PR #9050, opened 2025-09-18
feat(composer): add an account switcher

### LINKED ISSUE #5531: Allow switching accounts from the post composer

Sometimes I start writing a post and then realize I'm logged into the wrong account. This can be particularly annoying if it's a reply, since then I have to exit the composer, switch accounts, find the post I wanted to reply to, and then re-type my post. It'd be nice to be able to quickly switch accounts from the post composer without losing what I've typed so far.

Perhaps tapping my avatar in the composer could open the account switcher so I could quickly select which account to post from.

________

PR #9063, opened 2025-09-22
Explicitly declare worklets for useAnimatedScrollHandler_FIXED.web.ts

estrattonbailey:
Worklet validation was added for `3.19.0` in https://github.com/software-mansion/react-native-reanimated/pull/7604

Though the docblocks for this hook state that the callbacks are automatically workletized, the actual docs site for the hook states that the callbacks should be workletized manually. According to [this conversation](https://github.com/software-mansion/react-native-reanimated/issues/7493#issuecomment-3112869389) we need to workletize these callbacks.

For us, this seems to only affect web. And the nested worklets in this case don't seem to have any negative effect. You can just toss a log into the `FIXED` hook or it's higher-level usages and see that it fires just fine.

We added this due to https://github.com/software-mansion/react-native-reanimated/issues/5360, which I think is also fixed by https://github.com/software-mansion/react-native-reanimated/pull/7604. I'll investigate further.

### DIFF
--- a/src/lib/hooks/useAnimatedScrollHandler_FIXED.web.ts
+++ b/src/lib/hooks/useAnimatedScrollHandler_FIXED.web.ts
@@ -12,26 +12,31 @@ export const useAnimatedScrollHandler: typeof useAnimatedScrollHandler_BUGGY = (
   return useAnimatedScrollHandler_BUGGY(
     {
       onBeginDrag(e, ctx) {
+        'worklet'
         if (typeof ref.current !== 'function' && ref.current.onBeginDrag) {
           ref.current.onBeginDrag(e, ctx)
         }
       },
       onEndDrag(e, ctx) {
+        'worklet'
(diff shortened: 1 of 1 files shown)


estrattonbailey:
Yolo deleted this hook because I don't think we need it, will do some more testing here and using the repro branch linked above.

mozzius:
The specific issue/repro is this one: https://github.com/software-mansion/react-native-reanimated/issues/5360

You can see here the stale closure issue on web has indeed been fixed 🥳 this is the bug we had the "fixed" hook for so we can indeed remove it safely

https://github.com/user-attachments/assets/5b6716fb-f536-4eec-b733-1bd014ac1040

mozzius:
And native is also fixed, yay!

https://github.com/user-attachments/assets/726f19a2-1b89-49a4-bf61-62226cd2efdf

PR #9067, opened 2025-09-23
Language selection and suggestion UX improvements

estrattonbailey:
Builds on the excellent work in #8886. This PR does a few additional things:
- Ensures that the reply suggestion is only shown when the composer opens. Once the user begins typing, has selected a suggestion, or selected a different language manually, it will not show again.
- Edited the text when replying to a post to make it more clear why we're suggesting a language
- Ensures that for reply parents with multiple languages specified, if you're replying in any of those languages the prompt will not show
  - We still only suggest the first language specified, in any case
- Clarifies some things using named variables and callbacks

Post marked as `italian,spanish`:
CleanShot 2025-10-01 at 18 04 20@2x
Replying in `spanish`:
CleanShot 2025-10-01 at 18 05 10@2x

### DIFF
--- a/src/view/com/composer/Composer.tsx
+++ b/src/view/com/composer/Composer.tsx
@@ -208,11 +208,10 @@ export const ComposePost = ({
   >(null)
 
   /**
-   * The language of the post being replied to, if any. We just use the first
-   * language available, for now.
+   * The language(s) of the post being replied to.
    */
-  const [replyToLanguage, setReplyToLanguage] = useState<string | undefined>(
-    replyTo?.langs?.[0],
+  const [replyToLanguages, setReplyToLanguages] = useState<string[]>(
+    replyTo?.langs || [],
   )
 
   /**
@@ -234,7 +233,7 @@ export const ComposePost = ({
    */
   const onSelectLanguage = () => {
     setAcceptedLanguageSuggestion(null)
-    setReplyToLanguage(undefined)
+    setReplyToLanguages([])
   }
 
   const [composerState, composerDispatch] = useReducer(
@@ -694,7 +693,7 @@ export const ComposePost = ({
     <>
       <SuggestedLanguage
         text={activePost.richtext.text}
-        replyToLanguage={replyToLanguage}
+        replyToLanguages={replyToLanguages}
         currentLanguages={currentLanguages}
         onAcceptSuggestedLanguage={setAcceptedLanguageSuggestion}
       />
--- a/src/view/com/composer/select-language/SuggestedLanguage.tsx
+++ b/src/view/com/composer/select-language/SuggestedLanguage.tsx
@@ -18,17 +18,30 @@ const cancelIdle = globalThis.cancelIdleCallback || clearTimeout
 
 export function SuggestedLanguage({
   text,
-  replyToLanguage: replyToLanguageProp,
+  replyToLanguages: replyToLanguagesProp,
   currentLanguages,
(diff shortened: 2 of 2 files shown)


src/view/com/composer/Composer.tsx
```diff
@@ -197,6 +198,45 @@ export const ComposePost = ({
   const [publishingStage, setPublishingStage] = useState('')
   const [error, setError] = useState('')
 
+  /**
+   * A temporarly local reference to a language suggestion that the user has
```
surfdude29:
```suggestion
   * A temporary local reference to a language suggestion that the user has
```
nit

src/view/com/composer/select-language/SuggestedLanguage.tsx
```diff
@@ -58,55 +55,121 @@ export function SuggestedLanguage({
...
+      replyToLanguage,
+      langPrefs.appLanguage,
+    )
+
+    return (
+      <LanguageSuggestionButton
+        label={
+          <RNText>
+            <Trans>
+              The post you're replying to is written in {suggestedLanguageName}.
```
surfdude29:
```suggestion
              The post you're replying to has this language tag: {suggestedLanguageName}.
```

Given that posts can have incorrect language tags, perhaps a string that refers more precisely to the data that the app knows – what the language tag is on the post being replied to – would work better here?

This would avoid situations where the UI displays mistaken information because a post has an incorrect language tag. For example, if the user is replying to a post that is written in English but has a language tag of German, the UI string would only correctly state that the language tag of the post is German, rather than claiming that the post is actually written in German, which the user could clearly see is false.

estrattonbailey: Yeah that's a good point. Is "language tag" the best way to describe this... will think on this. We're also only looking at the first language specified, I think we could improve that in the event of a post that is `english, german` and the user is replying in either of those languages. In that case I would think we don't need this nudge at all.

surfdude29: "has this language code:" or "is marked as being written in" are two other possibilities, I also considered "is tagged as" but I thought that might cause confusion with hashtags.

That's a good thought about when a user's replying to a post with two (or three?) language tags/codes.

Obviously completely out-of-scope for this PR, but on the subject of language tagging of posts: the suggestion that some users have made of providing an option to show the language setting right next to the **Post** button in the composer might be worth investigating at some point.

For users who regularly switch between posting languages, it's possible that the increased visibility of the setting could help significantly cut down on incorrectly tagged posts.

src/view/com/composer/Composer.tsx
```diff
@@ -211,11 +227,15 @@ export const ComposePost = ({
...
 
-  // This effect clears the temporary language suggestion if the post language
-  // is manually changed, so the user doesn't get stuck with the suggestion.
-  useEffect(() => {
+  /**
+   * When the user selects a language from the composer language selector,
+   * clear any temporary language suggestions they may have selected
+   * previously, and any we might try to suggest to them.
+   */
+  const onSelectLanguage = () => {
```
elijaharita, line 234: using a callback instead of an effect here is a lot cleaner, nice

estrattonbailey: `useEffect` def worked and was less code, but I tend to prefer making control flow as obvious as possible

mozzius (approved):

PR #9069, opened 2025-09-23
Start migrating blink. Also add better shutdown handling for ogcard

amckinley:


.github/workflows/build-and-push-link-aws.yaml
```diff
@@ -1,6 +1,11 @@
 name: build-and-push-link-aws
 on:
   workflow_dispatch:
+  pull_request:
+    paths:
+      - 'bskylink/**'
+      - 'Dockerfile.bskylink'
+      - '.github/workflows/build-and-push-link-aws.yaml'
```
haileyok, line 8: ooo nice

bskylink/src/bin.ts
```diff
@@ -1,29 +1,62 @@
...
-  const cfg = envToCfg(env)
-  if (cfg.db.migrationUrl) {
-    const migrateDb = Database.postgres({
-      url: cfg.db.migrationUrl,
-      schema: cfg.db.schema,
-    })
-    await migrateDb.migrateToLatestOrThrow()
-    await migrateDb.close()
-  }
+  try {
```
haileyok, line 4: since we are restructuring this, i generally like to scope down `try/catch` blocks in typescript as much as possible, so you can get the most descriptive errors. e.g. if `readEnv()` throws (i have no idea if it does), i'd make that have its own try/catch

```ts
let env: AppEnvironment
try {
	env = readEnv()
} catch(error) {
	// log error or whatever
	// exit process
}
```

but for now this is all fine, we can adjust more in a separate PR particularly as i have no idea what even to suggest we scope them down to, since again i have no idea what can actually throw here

________

**What this task involves:**
Only lines that contain "shortened" are needed, so copy each of them from the data.

**Exercise solution:**
(diff shortened: 1 of 1 files shown)
(diff shortened: 2 of 2 files shown)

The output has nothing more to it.